A similar device is used in "Two Tahitian Women on the Beach". One woman turned away from the viewer the other apparently engaged by something  outside the picture frame. Between them there is also no psychological connection.

This same device is apparent in "Two Tahitian Women" although they both face the viewer neither is  engaged with the viewer and both appear to be psychologically engaged with different things outside the picture frame.
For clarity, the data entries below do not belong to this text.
PR #55, opened 2024-01-03
Optional requirements

john-westcott-iv:
Breaking out requirements.in into features and adding optional features. This will allow components to only add requirements to their project for whichever features they use.

The requirements/requirements.txt represents `all` features.


AlanCoding (approved):
Certainly looks promising, and people can still install [all] in any case

PR #58, opened 2024-01-04
Introduce custom user model

AlanCoding:
Still putting this up as a draft. I have tested AWX with this, and have a corresponding patch for aap-gateway.


john-westcott-iv:
Likely to be closed per @AlanCoding

AlanCoding:
yeah, b/c I am throwing in the towel on doing a custom user model in AWX

PR #59, opened 2024-01-08
Equal created and modified datetime for new records

cutwater:
New instances of model classes inherited from `CommonModel` are created with `created_on` and `modified_on` fields values that are not equal. Typically the `modified_on` field of a new record is either expected to be `None` or equal to `created_on` field value, so that one can determined if the record has been ever modified after creation.

This patch fixes function `now()` beeing called twice when saving a new record.


john-westcott-iv (approved):

AlanCoding (approved):
AWX has this flaw as well, and I would rather it not.

slemrmartin (approved):
:+1:

PR #62, opened 2024-01-10
Update ui_auth response to include custom login info and logo

Dostonbek1:
* change `/ui_auth/` endpoint to return `custom_login_info` and `custom_logo` settings so the UI can consume it

### DIFF
--- a/ansible_base/utils/validation.py
+++ b/ansible_base/utils/validation.py
@@ -113,12 +113,12 @@ def validate_image_data(data: str) -> None:
 
     match = CUSTOM_LOGO_RE.match(data)
     if not match:
-        raise ValidationError("Invalid format for custom logo. Must be a data URL with a base64-encoded GIF, PNG or JPEG image.")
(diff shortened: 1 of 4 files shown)


ansible_base/utils/validation.py
```diff
@@ -101,6 +104,23 @@ def validate_cert_with_key(public_cert_string, private_key_string):
...
+def validate_image_data(data: str) -> None:
+    # in case we are passed an empty string, we can skip validation
+    if not data:
+        return None
+
+    CUSTOM_LOGO_RE = re.compile(r'^data:image/(?:png|jpeg|gif);base64,([A-Za-z0-9+/=]+?)$')
+
+    match = CUSTOM_LOGO_RE.match(data)
+    if not match:
+        raise ValidationError("Invalid format for custom logo. Must be a data URL with a base64-encoded GIF, PNG or JPEG image.")
```
john-westcott-iv: Wrap this string and the one below in the translation module `_()`. See line 95 as an example.

john-westcott-iv (approved):

PR #63, opened 2024-01-10
Add get_setting function

john-westcott-iv:
This function will check the setting ANSIBLE_BASE_SETTINGS_FUNCTION and call that as a function if set so that a service can implement whatever kind of preferences/settings it wants

### DIFF
--- a/ansible_base/utils/settings.py
+++ b/ansible_base/utils/settings.py
@@ -1,0 +1,31 @@
+import importlib
+import logging
+from typing import Any
+
+from django.conf import settings
+
+logger = logging.getLogger('ansible_base.settings')
+
+
+class SettingNotSetException(Exception):
+    pass
+
+
+def get_setting(name: str, default: Any = None) -> Any:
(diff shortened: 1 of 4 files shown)


ansible_base/utils/settings.py
```diff
@@ -0,0 +1,28 @@
...
+        try:
+            module_name, _, function_name = settings_function.rpartition('.')
+            the_function = getattr(importlib.import_module(module_name), function_name)
+            setting = the_function(name)
+            return setting
+        except SettingNotSetException:
+            # If the setting was not set thats ok, we will fall through to trying to get it from the django setting or the default value
+            pass
+        except Exception:
+            logger.exception('ANSIBLE_BASE_SETTINGS_FUNCTION but calling it as a function failed (see exception), ignoring')
```
Dostonbek1: Does the exception message seem a bit unclear? Thoughts?

john-westcott-iv: Yea, that got messed up, thanks for checking. Updated.

Dostonbek1 (approved):

PR #69, opened 2024-01-15
Add mandatory configuration to Installation doc

slemrmartin:
#54 defines new mandatory setting. All initial configurations should be mentioned on one place. I'm adding it to Installation doc


AlanCoding:
It's only required if you have a model that inherits from the abstract organization model here.

AlanCoding:
Oh, I see that's not quite working as intended, thus these docs.

slemrmartin:
closed in favor of #75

Gauguin also uses other devices to emphasise the the sense of self containment we feel the figures possess. Often they are tightly "overlapped" or quite intimately close but rarely communicate with each other. Their bodies are often without "spaces" within them. Arms and legs are pulled in close to the body, or they are drawn from an angle that reduces the spaces the viewer can see.For example the women on the beach; one sits cross-legged with a dress obscuring her legs and draws her arms close to her body, the other is half turned in a way that hides the space between the arm that she leans on and her body. Neither do we often see a "whole" body. In "The Siesta" for example bodies are turned or overlapped in such a way that we see only one hand or foot or only a torso and this creates for us a sense of their intimacy as a group while contrasting their self containment as individuals. This may be a device Gauguin borrowed from Degas (who he admired). In many of Degas "ballerina" works he used the same device but rather to give a sense of immediacy to the scene.